Common viruses lying dormant in our brains might be awakened by head trauma, potentially triggering processes that lead to conditions like Alzheimer’s disease, according to new research from Tufts and Oxford universities. The finding could explain the long-observed connection between head injuries and later neurological problems, while suggesting new preventive strategies.
The study, published in Science Signaling, reveals how concussions and other head trauma might set off a chain of events leading to neurodegeneration, particularly in people carrying herpes simplex virus 1 (HSV-1), which is present in over 80% of the population.
“We thought, what would happen if we subjected the brain tissue model to a physical disruption, something akin to a concussion? Would HSV-1 wake up and start the process of neurodegeneration?” says Dana Cairns, research associate at Tufts University’s Department of Biomedical Engineering and lead author of the study.
Using a laboratory model that recreates brain tissue environment, researchers found that simulated concussions could indeed reactivate dormant HSV-1 virus. This reactivation triggered the appearance of markers associated with Alzheimer’s disease, including protein plaques, inflammation, and dying neurons.
The implications extend far beyond sports, as traumatic brain injury affects about 69 million people worldwide annually, with economic costs estimated at $400 billion. Athletes in contact sports and military personnel exposed to blast forces are particularly at risk.
“This opens the question as to whether antiviral drugs or anti-inflammatory agents might be useful as early preventive treatments after head trauma to stop HSV-1 activation in its tracks, and lower the risk of Alzheimer’s disease,” Cairns notes.
The research builds on three decades of work by co-author Ruth Itzhaki of Oxford University, who first identified HSV-1 in a high proportion of elderly brains and suggested its potential reactivation by stress or immune system suppression.

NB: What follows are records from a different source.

PR #149, opened 2022-01-23
Define application/jsonpath media type

cabo:


sthagen (approved):

glyn (approved):
Looks plausible.

cabo:
I merged this so once we have published an I-D with this change in it we can initiate the necessary review on the media-types list.

Issue #93, opened 2021-03-29
"Index-selection query" in bracket notation


gregsdennis:
This discussion branches off of #88 primarily but the idea has also been discussed elsewhere (#17 & #57).

This issue covers the parenthetical bracket notation without the `?`, e.g. `$[(<expr>)]`.  Specifically, what is `<expr>` and what does this syntax do?

There have been many references to confusion and questions of usefulness regarding this syntax.  But I think this is a syntax that is underutilized due to lack of understanding.

## Explanation by way of JSON Schema

In JSON Schema, there have been many discussions around the idea of comparing instance data against other instance data.  You can perform a search for "$data" on the schema spec site to read up on this, but I'll summarize.

Suppose we have these instances:

```json
// valid
{ "value": 5, "lower-bound": 3 }

// invalid
{ "value": 5, "lower-bound": 10 }
```

With Schema in its current state, we can't validate these.  That's what the proposed `$data` keyword was supposed to solve.  It would provide a mechanism to reference other data for use in other keywords.  In this example, it could use the value in `lower-bound` for the `minimum` keyword.

It was never adopted, however, because no one could figure out how to make it work within the existing mechanisms of JSON Schema. (Beside the point.)

(It's also similar to how `discriminator` works in the OpenAPI 3.1 specification.)

## Back to JSON Path

I think this operation is quite useful in that it allows the path author to use data within the Argument.

Let's look at an example path: `$.x[($.id)]`.

This, to me, says select the value at `$.id`.  So long as this value contains a valid index, this should evaluate.  We have different cases.

(Sorry, I can't make a pretty table as I'm on mobile.)

- `{ "id": 2, "x": [ 5, 10, 15 ] }` -> `[15]`
- `{ ”id": "foo", "x": { "foo": 10, "bar": 15 } }` -> `[10]`

Maybe even this could be supported, though we run into "interpretation" issues of converting a string into something more meaningful to us.

- `{ "id": "0:1", "x": [ 5, 10, 15 ] }` -> `[5, 10]`

I don't think that it make sense for `$.id` to contain a union, only a single index.

I think that if people understood this functionality better, it might get more usage.  Path authors could devise some fairly complex queries that couldn't otherwise be built.  I think this syntax _with this function_ is worth including.

[...]

PR #153, opened 2022-02-01
Remove examples with invalid syntax

glyn:
Index expressions of the form [(...)] are not supported.

@.length, to obtain the length of an array, is not supported.

### DIFF
--- a/draft-ietf-jsonpath-base.md
+++ b/draft-ietf-jsonpath-base.md
@@ -376,7 +376,7 @@ constant.
 | `$.store.*`                               | all things in store, which are some books and a red bicycle  |
 | `$.store..price`                          | the prices of everything in the store                        |
 | `$..book[2]`                              | the third book                                               |
-| `$..book[(@.length-1)]`<br>`$..book[-1]`  | the last book in order                                       |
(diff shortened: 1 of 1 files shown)


gregsdennis:
> `@.length`, to obtain the length of an array, is not supported.

We'll need to come back to this eventually.  Finding the length is useful in other scenarios like `$[?(@.length < 10)]`.

I'm not saying we should keep this syntax, though.  I'd prefer a more function-like syntax: `$[?(length(@) < 10)]`, but we haven't defined functions either.

gregsdennis (approved):

glyn:
> > `@.length`, to obtain the length of an array, is not supported.
> 
> We'll need to come back to this eventually. Finding the length is useful in other scenarios like `$[?(@.length < 10)]`.
> 
> I'm not saying we should keep this syntax, though. I'd prefer a more function-like syntax: `$[?(length(@) < 10)]`, but we haven't defined functions either.

@gregsdennis We have https://github.com/ietf-wg-jsonpath/draft-ietf-jsonpath-base/issues/93 to cover non-filter index expressions, but I am not aware of an issue which captures the "length" feature above. Would you care to add it?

To test their theory, the researchers created a sophisticated brain tissue model using a donut-shaped material containing neural stem cells that develop into mature neurons and supporting cells. Some tissue models contained dormant HSV-1 virus, while others were virus-free.
When subjected to impacts mimicking concussions, only the virus-containing cells showed signs of viral reactivation followed by Alzheimer’s-like changes. Multiple impacts produced even more severe reactions, matching epidemiological observations that repeated head trauma can double or further increase the risk of neurodegenerative conditions.
“The brain tissue model takes us to another level in investigating these connections between injury, infection, and Alzheimer’s disease,” says David Kaplan, professor of engineering at Tufts. “We can re-create normal tissue environments that look like the inside of a brain, track viruses, plaques, proteins, genetic activity, inflammation and even measure the level of signaling between neurons.”
The findings suggest that early intervention with antiviral medications following head trauma might help prevent or reduce the risk of later neurological problems, opening new avenues for preventive treatment strategies.